Transrectal ultrasonography in the staging of rectal cancers

2009 
Introduction: Transrectal ultrasonography (TRUS) is an essential method in the staging of rectal cancers. According to the ICCN guidelines TRUS has the same priority as endoscopy. On the basis of literature data, sensitivity of T and N staging by TRUS is higher than by other radiological examination. Aims and methods: The aim of our study was to compare the accuracy of TRUS in the TN staging of rectal cancer with the postoperative histopatological findings and with other radiological methods and to examine the influence of preoperative neoadjuvant therapy on the staging and on the accuracy of TRUS. Results: 71 patients with rectum carcinoma were examined in overall 83 cases with rectal ultrasound to assess the stage of the rectal tumor. Patients, being suitable for our study, were divided into three groups. [TRUS was performed both before and after (n=12); only after (n=9) neoadjuvant treatment and in patients (n=13) who did not receive neoadjuvant therapy]. Sensitivity was found to be 100% in T and 75% in N staging in cases without neoadjuvant treatment.
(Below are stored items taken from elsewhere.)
PR #286, opened 2017-06-13
Increase Node.js memory limit

orangejulius:
The admin lookup worker processes are starting to hit the default memory
limit. Increasing it gives us time to improve the admin lookup
architecture.

Connected to https://github.com/pelias/wof-admin-lookup/issues/117

### DIFF
--- a/package.json
+++ b/package.json
@@ -11,7 +11,7 @@
     "end-to-end": "npm run pretest && node test/end-to-end.js;",
     "lint": "jshint .",
     "pretest": "test/pretest.sh",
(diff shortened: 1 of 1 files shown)


missinglink:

Sensitivity of TRUS performed after neoadjuvant radiotherapy proved to be lower (T staging: 71%, N staging: 50%). However, the accuracy of TRUS (40% in both T and N stages) before neoadjuvant therapy is not so reliable compared with the postoperative histological staging. Although majority of these cases were overstaged, efficacy of the neoadjuvant treatment could not be determined by TRUS. The accuracy of CT and MRI examinations for T staging was 62%, and for N staging 52%. Conclusion: TRUS has high sensitivity and it has proven useful for the assessment of T stage in rectal carcinoma, although its accuracy worsens after pre and postneoadjuvant treatment. Metastases should be detected by other radiological methods.